[Extracted records]
PR #390, opened 2023-01-11
Add arm64 arch for IronSourceAdapter xcframework

ValeriyMaliuk:
Since IronSource 2.6.0 adds support of arm64 arch for simulator - add it for adapter


joshh-devrel:
We have added support for arm64 simulator architecture in ironSource iOS adapter [version 7.2.7.0.0](https://developers.google.com/admob/ios/mediation/ironsource#version-7.2.7.0.0). Thanks!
[/Extracted records]
What needs to be done —
All of the records above must be reproduced exactly.

Response —
PR #390, opened 2023-01-11
Add arm64 arch for IronSourceAdapter xcframework

ValeriyMaliuk:
Since IronSource 2.6.0 adds support of arm64 arch for simulator - add it for adapter


joshh-devrel:
We have added support for arm64 simulator architecture in ironSource iOS adapter [version 7.2.7.0.0](https://developers.google.com/admob/ios/mediation/ironsource#version-7.2.7.0.0). Thanks!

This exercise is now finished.